Thursday, February 16, 2017


Matt Damon     Willem Dafoe     Tian Jing     Pedro Pascal     Andy Lau     Hanyu Zhang

     Visually striking with some impressive special effects, The Great Wall could be a lesson in our current times as to how effective walls are for countries.  The Tao Tei are vicious monsters known for invading China every sixty years, and that time has come again.  They are fearsome dinosaur-like (allosaurus) beasts with huge heads and pointed teeth.  They come in droves—thousands at a time—and can climb walls and leap into the air.  They’re even smart enough to figure out how to get inside the wall and attack from there.  The Chinese have their own special weapons, including balls of black powder that explode on impact or near fire.  They can send out female warriors anchored by ropes on narrow protruding fingers high up on the wall to fight in the air.  They can send out comets of fire to light on the invading troops. 
     Unfortunately, the story and the dialog among characters tend toward the unimaginative and ordinary.  Basically, two scruffy men hoping to beg, borrow, or steal the rare black powder, are captured by Chinese militia and taken prisoner.  William (Damon) is experienced in warfare all over the world and looks at the situation they’re in with the intent of finding an intelligent escape.  His friend Tovar (Pascal) is not as smart or sensible, and when they encounter another prisoner who has been there 25 years after he was caught trying to steal black powder, they devise a plan of escape.  The Chinese will not allow any of them to leave the compound so as to prevent any knowledge of their secret weapons getting out.  William and Tovar were supposed to be killed, but after they proved their mettle in a surprise attack by the Tao Tei, they were spared.

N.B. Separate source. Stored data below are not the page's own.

PR #4697, opened 2023-02-10
test: add sam sync integration tests for building in source with makefile

torresxb1:
Adds tests with makefiles that create new files, and asserts that those new files are/aren't created in the source directory depending on whether we're using the build-in-source option.

#### Mandatory Checklist

- [ ] Write/update unit tests
- [x] `make pr` passes
- [ ] Write documentation


tests/integration/sync/test_sync_build_in_source.py
```diff
@@ -0,0 +1,72 @@
...
+from parameterized import parameterized
+
+from tests.integration.sync.sync_integ_base import SyncIntegBase
+from tests.testing_utils import run_command_with_input
+from samcli.lib.utils.resources import AWS_LAMBDA_FUNCTION
+
+LOG = logging.getLogger(__name__)
+
+
+@skip("Building in source option is not exposed yet. Stop skipping once it is.")
```
torresxb1, line 15: skipping since the click option to build in source is not exposed yet. Made sure tests passed on my machine when I exposed the option and didn't skip the tests.

tests/integration/sync/test_sync_build_in_source.py
```diff
@@ -0,0 +1,72 @@
...
+class TestSyncInfra_BuildInSource_Makefile(SyncIntegBase):
+    dependency_layer = False
+
+    def setUp(self):
+        super().setUp()
+        self.new_files_in_source = [
+            self.test_data_path.joinpath(
+                "code/before/makefile_function_create_new_file/file-created-from-makefile-function"
```
mndeveci, line 23: Will `/` work in windows?

tests/integration/sync/test_sync_build_in_source.py
```diff
@@ -0,0 +1,72 @@
...
+                os.remove(path)
+
+    @parameterized.expand(
+        [
+            (True, True),  # build in source
+            (False, False),  # don't build in source
+            (None, False),  # use default for workflow (don't build in source)
+        ]
+    )
+    def test_sync_builds_and_deploys_successfully(self, build_in_source, new_file_should_be_in_source):
```
torresxb1, line 41: @mndeveci do you think tests with code, watch, ADL are also necessary? I was thinking they probably shared the same building logic, but let me know what you think.

mndeveci: Good point, let's add them as parameterized, we don't want to miss an edge case there. You can check some existing ones, they should have parameters on top of class definition.

tests/integration/sync/test_sync_build_in_source.py
torresxb1: seems like windows tests are passing, and I think I did this because I saw it was done in other places:
https://github.com/aws/aws-sam-cli/blob/develop/tests/integration/sync/test_sync_watch.py#L559

tests/integration/sync/test_sync_build_in_source.py
torresxb1: done, added sync --code tests

tests/integration/sync/test_sync_build_in_source.py
```diff
@@ -0,0 +1,141 @@
...
+        super().tearDown()
+        for path in self.new_files_in_source:
+            if os.path.isfile(path):
+                os.remove(path)
+
+    @parameterized.expand(
+        [
+            (True, True),  # build in source
+            (False, False),  # don't build in source
+            (None, False),  # use default for workflow (don't build in source)
```
sriram-mv, line 40: why None? seems odd since everything else is bool.

tests/integration/testdata/sync/code/after/makefile_layer_create_new_file/Makefile
```diff
@@ -0,0 +1,7 @@
+build-HelloWorldLayer:
```
sriram-mv, line 1: does this work on windows too?

tests/integration/testdata/sync/code/before/template-makefile-create-new-file.yaml
```diff
@@ -0,0 +1,29 @@
...
+  HelloWorldLayer:
+    Type: AWS::Serverless::LayerVersion
+    Properties:
+      ContentUri: makefile_layer_create_new_file/
+      CompatibleRuntimes:
+        - python3.7
+    Metadata:
+      BuildMethod: makefile
+
+
```
sriram-mv, line 29: some extra lines hanging out here.

sriram-mv (commented):
Overall, it looks good. Will approve once questions are addressed.

tests/integration/sync/test_sync_build_in_source.py
torresxb1: In Lambda Builders, each workflow has a different directory they use to build in by default (some use scratch, some artifacts, some source dir). So there's the option to build in source (build-in-source is True), not build in source (build-in-source is False), or use the workflow's default (build-in-source is None). We could use a False value to indicate that we should use the workflow's default, but it would be weird for someone to say "don't build in source" (setting it to False), and then the default for the workflow is to build in source so it would indeed end up building in source

tests/integration/sync/test_sync_build_in_source.py
```diff
@@ -0,0 +1,141 @@
...
+        ]
+    )
```
mndeveci, line 105: Should this be parameterized on top of the class, since build-in-source might change the initial deployment there?

tests/integration/sync/sync_integ_base.py
```diff
@@ -44,6 +44,7 @@ def setUp(self):
         self.stacks = []
         self.s3_prefix = uuid.uuid4().hex
         self.dependency_layer = True if self.dependency_layer is None else self.dependency_layer
+        self.basic_capabilities = ["CAPABILITY_IAM", "CAPABILITY_AUTO_EXPAND"]
```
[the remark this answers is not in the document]
torresxb1: ah I just noticed that most tests just copy pasted those so I thought about replacing them with a variable, but then I think I decided not to refactor (too avoid making many changes)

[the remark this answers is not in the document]
torresxb1: done

tests/integration/sync/test_sync_build_in_source.py
torresxb1: done

tests/integration/testdata/sync/code/before/template-makefile-create-new-file.yaml
torresxb1: done

tests/integration/testdata/sync/code/after/makefile_layer_create_new_file/Makefile
torresxb1: good question, have not addressed this one yet because I'm not able to access my Windows VM at the moment

torresxb1: done; addressed by changing `touch` to instead echo into a file (should be supported in windows too)

mndeveci (approved):

sriram-mv (approved):

PR #4713, opened 2023-02-14
chore: update deploy tests to run in 4 parallel threads

mndeveci:
- Create temporary directory for each test case, so they can run in isolated folder
- Update current working directory to the directory above for every command that is run in the tests
- Provide `--s3-prefix` option so that any uploaded resource won't clash with each other
- Update appveyor configurations to run these tests in 4 parallel threads

Ran with a benchmark tool with 3 runs, results are;
```
  Time (mean ± σ):     1744.245 s ± 46.524 s    [User: 230.183 s, System: 32.357 s]
  Range (min … max):   1703.782 s … 1795.080 s    3 runs
```
This should bring down deploy tests from 2hrs to around 30mins.


appveyor-ubuntu.yml
```diff
@@ -269,7 +269,7 @@ for:
 
     test_script:
       - "pip install -e \".[dev]\""
-      - sh: "pytest -vv tests/integration/deploy --json-report --json-report-file=TEST_REPORT-integration-deploy.json"
+      - sh: "pytest -vv tests/integration/deploy -n 4 --reruns 4 --json-report --json-report-file=TEST_REPORT-integration-deploy.json"
```
sriram-mv, line 272: How do we ensure that this won't result in throttling?

sriram-mv (approved):

moelasmar (approved):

     Then, there is a complication.  Commander Lin (Jing) and William have developed an awkward relationship that is part competitive, part respectful and part mistrust.  In their brief encounters, she does get through to him on the importance of trust (xin ren), which influences his usually mercenary intentions.  In demonstrating to the Chinese his military skill and getting their respect, he becomes more invested in protecting them and, potentially, the whole world, because military strategist Wang (Lau) has said that China would be only the first country to fall prey to the Tao Tei.

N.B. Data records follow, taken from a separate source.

PR #4719, opened 2023-02-15
feat: Add local hash for all sync flows and add local hash comparison

qingchm:
N.A.

To enable local hash calculation mechanism for all sync flows. In this way we can store the sync status each time locally, if the hash remains the same, we can skip the code sync.

Added a sync state identifier field for all sync flows, which is unique for each sync flow to be mapped to. When the hash value is the same between the stored value and the calculated value, we skip sync.

None

#### Mandatory Checklist

- [x] Write/update unit tests
- [x] `make pr` passes
- [ ] Write documentation


samcli/lib/sync/flows/alias_version_sync_flow.py
```diff
@@ -61,6 +62,11 @@ def __init__(
         self._function_identifier = function_identifier
         self._alias_name = alias_name
         self._lambda_client = None
+        # Sync state is the unique identifier for each sync flow
+        # In sync state toml file we will store
+        # Key as AliasVersionSyncFlow:FunctionLogicalId:AliasName
+        # Value as alias version number
+        self._sync_state_identifier = self.__class__.__name__ + ":" + self._function_identifier + ":" + self._alias_name
```
mndeveci, line 69: I wonder if we could do this as a method and calculate this on the fly (to have less fields and more straightforward constructor)? 🤔

samcli/lib/sync/flows/generic_api_sync_flow.py
```diff
@@ -67,6 +68,8 @@ def __init__(
     def gather_resources(self) -> None:
         self._definition_uri = self._get_definition_file(self._api_identifier)
         self._swagger_body = self._process_definition_file()
+        if self._swagger_body:
```
mndeveci, line 71: What happens if `self._swagger_body` is `None`, are we skipping this sync flow if that is the case?

samcli/lib/sync/sync_flow.py
```diff
@@ -315,7 +340,7 @@ def execute(self) -> List["SyncFlow"]:
         LOG.debug("%sGathering Resources", self.log_prefix)
         self.gather_resources()
         LOG.debug("%sComparing with Remote", self.log_prefix)
-        if not self.compare_remote():
+        if (not self.compare_local()) and (not self.compare_remote()):
```
mndeveci, line 343: For now, `this.compare_local()` will return `False` until we start to store this information, right?

qingchm: Correct, since compare local is local sha == sync state hash, since sync state hash will always be none for now, this will compare local will always be false

samcli/lib/sync/flows/generic_api_sync_flow.py
qingchm: This is only for mypy compliance for Optional type, we do not allow none type for this (this is only None if the definition file is None), as we will throw exception during sync

samcli/lib/sync/flows/alias_version_sync_flow.py
qingchm: We can make this a property

mndeveci: You mean function with `@property` annotation on top of it? If so I like that idea!

qingchm: yep!

samcli/lib/sync/flows/alias_version_sync_flow.py
```diff
@@ -62,19 +63,34 @@ def __init__(
...
+    @property
+    def sync_state_identifier(self) -> str:
+        """
+        Sync state is the unique identifier for each sync flow
+        In sync state toml file we will store
+        Key as AliasVersionSyncFlow:FunctionLogicalId:AliasName
+        Value as alias version number
+        """
+        identifier = self.__class__.__name__ + ":" + self._function_identifier + ":" + self._alias_name
+        return identifier.replace("/", ":")
```
hnnasit, line 75: Q: Is the replacement of "/" here intended for nested stack names? If so sync_context already replaces "/" with "-" before storing it in the syncstate.

mndeveci: I would assume that should be the job of `SyncContext` (or `SyncState`) to keep functionality in one place. Otherwise, we might need to do it in every `SyncFlow` definition.

samcli/lib/sync/flows/layer_sync_flow.py
```diff
@@ -202,6 +201,16 @@ def __init__(
...
 
+    @property
+    def sync_state_identifier(self) -> str:
+        """
+        Sync state is the unique identifier for each sync flow
+        In sync state toml file we will store
+        Key as LayerSyncFlow:LayerLogicalId
+        Value as layer ZIP hash
+        """
+        return self.__class__.__name__ + ":" + self._layer_identifier
```
mndeveci, line 212: This could be done in `AbstractLayerSyncFlow` so that we don't have to repeat it for other instances (since they are the same).

samcli/lib/sync/sync_flow.py
```diff
@@ -93,13 +97,40 @@ def set_up(self) -> None:
...
+        Simply return False if there is no comparison needed.
+        Ex: Comparing local Lambda function artifact with stored SHA256
+
+        Returns
+        -------
+        bool
+            Return True if current resource and cached are in sync. Skipping rest of the execution.
+            Return False otherwise.
+        """
+        stored_sha = self._sync_context.get_resource_latest_sync_hash(self.sync_state_identifier)
```
mndeveci, line 129: For being safe, can we return `False` for now?

samcli/lib/sync/flows/alias_version_sync_flow.py
```diff
@@ -62,19 +63,33 @@ def __init__(
...
+        return self.__class__.__name__ + ":" + self._function_identifier + ":" + self._alias_name
+
     def set_up(self) -> None:
         super().set_up()
         self._lambda_client = self._boto_client("lambda")
 
     def gather_resources(self) -> None:
         pass
 
+    def compare_local(self) -> bool:
```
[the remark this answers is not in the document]
qingchm: SyncFlow class already has its own compare_local method, to me since for alias version sync flow they will always have no local sha value during comparison, we can just override the method to return False. But removing this method will have the same effect, so I'm fine with removal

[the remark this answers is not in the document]
mndeveci: Ah OK it makes sense now, thanks for explaining!

samcli/lib/sync/sync_flow.py
```diff
@@ -93,13 +97,41 @@ def set_up(self) -> None:
     def _boto_client(self, client_name: str):
         return get_boto_client_provider_from_session_with_config(cast(Session, self._session))(client_name)
 
+    # Sync state is the unique identifier for each sync flow
+    # We store the identifier in sync state toml file as key
```
mndeveci, line 101: This is already explained below the function, why we needed to write here too?

samcli/lib/sync/flows/zip_function_sync_flow.py
```diff
@@ -70,10 +69,19 @@ def __init__(
...
 
+    @property
+    def sync_state_identifier(self) -> str:
+        """
+        Sync state is the unique identifier for each sync flow
+        In sync state toml file we will store
+        Key as ZipFunctionSyncFlow:FunctionLogicalId
+        Value as function ZIP hash
+        """
+        return self.__class__.__name__ + ":" + self._function_identifier
```
mndeveci, line 83: This method can be moved to `FunctionSyncFlow` class which should have the `self._function_identifier` field.

hnnasit (approved):

mndeveci (approved):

     Tovar is incredulous and scornful of William, and thus begins a real schism between them that has been simmering for a long time.  The rest of the story plays out much as one would expect, with harrowing scenes, intrigue among the three rogues, and Chinese cunning.
     Damon is up to his award-winning reputation, but I was disappointed in Dafoe’s character not being more sinister, which he does so well.  That has more to do with direction, most likely, than to him personally.  Pascal is convincing as a rascal, and pulls off some of the few acerbic comedy scenes. 
     At a time when the Chinese and the U.S. are launching a major collaboration in filmmaking, this film may be a harbinger of success, but maybe not.  Director Yimou Zhang (House of Flying Daggers, filming of the opening and closing of the Beijing 2008 Olympic Games), a respected filmmaker, must have had to incorporate the input of many writers and producers, which sometimes has a blunting effect on creativity.  At any rate, The Great Wall will probably not be an A-list movie, but for those who like action more than dialog and story, it may satisfy.

Special effects over story for this film.